- 首先,創建一個包含時間序列數據的表。例如,創建一個名為 time_series_data 的表,其中包含時間戳(timestamp)和數值(value)兩個字段:
CREATE TABLE time_series_data (
timestamp TIMESTAMP NOT NULL,
value NUMERIC NOT NULL
);
- 使用窗口函數計算移動平均值和移動標準差。例如,可以使用以下查詢計算每個數據點的 5 個時間單位的移動平均值(moving_avg)和移動標準差(moving_stddev):
SELECT
timestamp,
value,
AVG(value) OVER (ORDER BY timestamp ROWS BETWEEN 4 PRECEDING AND CURRENT ROW) AS moving_avg,
STDDEV(value) OVER (ORDER BY timestamp ROWS BETWEEN 4 PRECEDING AND CURRENT ROW) AS moving_stddev
FROM
time_series_data;
- 計算每個數據點的 Z 分數(z_score),以確定其與移動平均值的距離。
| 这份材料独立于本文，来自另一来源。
PR #649, opened 2023-06-20
Look for PyPI tokens in keyring when uploading

takluyver:
The username for keyring should look like `pypi_token:project:<project_name>` (using the [normalised](https://packaging.python.org/en/latest/specifications/name-normalization/) name), or `pypi_token:user:<username>`. If neither are found, it falls back to looking for a password (but if you have 2FA enabled on PyPI, uploads *have* to use tokens now).

I'd like to make some more tooling for conveniently creating tokens, but there isn't a PyPI API for it yet.

While I'm looking at this code, I've also simplified things a bit so that `FLIT_USERNAME` and `FLIT_PASSWORD` environment variables override details in `.pypirc` even if you use `--repository`, and it figures out the repository details before building the packages.

### DIFF
--- a/flit/upload.py
+++ b/flit/upload.py
@@ -9,11 +9,15 @@ import hashlib
 import logging
 import os
 from pathlib import Path
+import re
 import requests
 import sys
+from dataclasses import dataclass
+from typing import Optional
 from urllib.parse import urlparse
 
-from flit_core.common import Metadata
+from flit_core.common import make_metadata, Metadata, Module
+from .config import read_flit_config
 
 log = logging.getLogger(__name__)
 
@@ -27,6 +31,15 @@ SWITCH_TO_HTTPS = (
     "http://upload.pypi.io/",
 )
 
+
+@dataclass
+class RepoDetails:
+    url: str
+    username: Optional[str] = None
+    password: Optional[str] = None
+    is_warehouse: bool = True
+
+
 def get_repositories(file="~/.pypirc"):
     """Get the known repositories from a pypirc file.
 
@@ -38,9 +51,7 @@ def get_repositories(file="~/.pypirc"):
         file = os.path.expanduser(file)
 
         if not os.path.isfile(file):
-            return {'pypi': {
-                'url': PYPI, 'username': None, 'password': None,
-            }}
+            return {'pypi': RepoDetails(url=PYPI)}
 
         cp.read(file)
     else:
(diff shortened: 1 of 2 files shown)


takluyver:
I'm going to try this branch the next time I have a package to upload, before I merge it.

flit/upload.py
```diff
@@ -27,6 +31,15 @@
     "http://upload.pypi.io/",
 )
 
+
+@dataclass
+class RepoDetails:
+    url: str
+    username: Optional[str] = None
+    password: Optional[str] = None
+    is_warehouse: bool = True
```
Carreau, line 40: Do you want to update that naming to `is_legacy`?

flit/upload.py
```diff
@@ -160,21 +174,44 @@ def get_password(repo, prefer_env):
...
+    # https://packaging.python.org/en/latest/specifications/name-normalization/
+    project_name = re.sub(r"[-_.]+", "-", project_name).lower()
+    candidate_keys = [f"pypi_token:project:{project_name}"]
+
+    if repo.username is not None:
+        candidate_keys.append(f"pypi_token:user:{repo.username}")
+
+    try:
+        import keyring, keyring.errors
+    except ImportError:  # pragma: no cover
```
Carreau, line 203: Do you want to catch only `ModuleNotFoundError` and not all ImportErrors ?

Carreau (approved):
I should try that as well next time to make sure it works on MacOS

takluyver:
I forgot about this for a long while, and then for a while longer I didn't upload any packages through Flit. Now I just have again, and putting a token in my keyring with username `pypi_token:project:pep517` worked. :-)

flit/upload.py
takluyver: I think I prefer the broader `ImportError` - if importing keyring fails for any reason, treat it as not available. But in practice I don't think it's a big difference, as since [almost 3 years ago](https://github.com/jaraco/keyring/pull/480), keyring doesn't load its backends on import, so there's not much happening on import that's likely to fail.

flit/upload.py
takluyver: `is_pypi` might be a better name now - it's distinguishing PyPI (the new site, aka Warehouse) from other servers like devpi, and originally from PyPI classic.

It's only used for the 'Package is at' log message, so it's not too important that it's always right.

flit/upload.py
takluyver: I certainly tend to forget the difference, so the reminder is welcome. :slightly_smiling_face:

可以使用以下查詢計算 Z 分數:
WITH moving_stats AS (
SELECT
timestamp,
value,
AVG(value) OVER (ORDER BY timestamp ROWS BETWEEN 4 PRECEDING AND CURRENT ROW) AS moving_avg,
STDDEV(value) OVER (ORDER BY timestamp ROWS BETWEEN 4 PRECEDING AND CURRENT ROW) AS moving_stddev
FROM
time_series_data
)
SELECT
timestamp,
value,
(value - moving_avg) / moving_stddev AS z_score
FROM
moving_stats;
- 根據 Z 分數判斷數據點是否異常。例如,可以認為 Z 分數大於 3 或小於 - 3 的數據點是異常值。可以使用以下查詢篩選出異常數據點:
WITH moving_stats AS (
SELECT
timestamp,
value,
AVG(value) OVER (ORDER BY timestamp ROWS BETWEEN 4 PRECEDING AND CURRENT ROW) AS moving_avg,
STDDEV(value) OVER (ORDER BY timestamp ROWS BETWEEN 4 PRECEDING AND CURRENT ROW) AS moving_stddev
FROM
time_series_data
),
z_scores AS (
SELECT
timestamp,
value,
(value - moving_avg) / moving_stddev AS z_score
FROM
moving_stats
)
SELECT
timestamp,
value,
z_score
FROM
z_scores
WHERE
z_score > 3 OR z_score < -3;
- 這個方法基於統計學原理,假設時間序列數據符合正態分佈。你可以根據實際情況調整移動窗口的大小(例如,改變 ROWS BETWEEN 4 PRECEDING AND CURRENT ROW)以及異常判斷的閾值(例如,改變 z_score > 3 OR z_score < -3)。